STUDY MATERIAL —

PR #10881, opened 2019-05-10
feat(android): Added Ti.Platform.canOpenURL() support

jquick-axway:
**JIRA:**
https://jira.appcelerator.org/browse/TIMOB-14460

**Summary:**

REQUIRED WORK — All entries must be duplicated exactly, with none left out.

EXERCISE OUTPUT —
PR #10881, opened 2019-05-10
feat(android): Added Ti.Platform.canOpenURL() support

jquick-axway:
**JIRA:**
https://jira.appcelerator.org/browse/TIMOB-14460

**Summary:**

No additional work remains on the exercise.